*** Opening of Record set ***

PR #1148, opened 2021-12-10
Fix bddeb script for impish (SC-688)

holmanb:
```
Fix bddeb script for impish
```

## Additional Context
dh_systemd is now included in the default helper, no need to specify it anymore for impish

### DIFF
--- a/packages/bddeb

*** Close of Record set ***
*** Opening of Record set ***

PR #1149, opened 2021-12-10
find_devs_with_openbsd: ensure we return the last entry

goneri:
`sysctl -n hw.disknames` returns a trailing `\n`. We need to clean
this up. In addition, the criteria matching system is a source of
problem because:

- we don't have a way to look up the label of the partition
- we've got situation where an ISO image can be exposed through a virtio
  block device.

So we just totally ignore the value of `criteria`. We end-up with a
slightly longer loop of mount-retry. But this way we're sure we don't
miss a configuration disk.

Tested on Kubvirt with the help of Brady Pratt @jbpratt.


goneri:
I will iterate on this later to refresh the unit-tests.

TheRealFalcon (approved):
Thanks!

*** Close of Record set ***

Extract exactly and only the lines above from the line containing "find_devs_with_openbsd: ensure we" through the line containing "I will iterate", both end lines included.

◆ Output ◆
find_devs_with_openbsd: ensure we return the last entry

goneri:
`sysctl -n hw.disknames` returns a trailing `\n`. We need to clean
this up. In addition, the criteria matching system is a source of
problem because:

- we don't have a way to look up the label of the partition
- we've got situation where an ISO image can be exposed through a virtio
  block device.

So we just totally ignore the value of `criteria`. We end-up with a
slightly longer loop of mount-retry. But this way we're sure we don't
miss a configuration disk.

Tested on Kubvirt with the help of Brady Pratt @jbpratt.


goneri:
I will iterate on this later to refresh the unit-tests.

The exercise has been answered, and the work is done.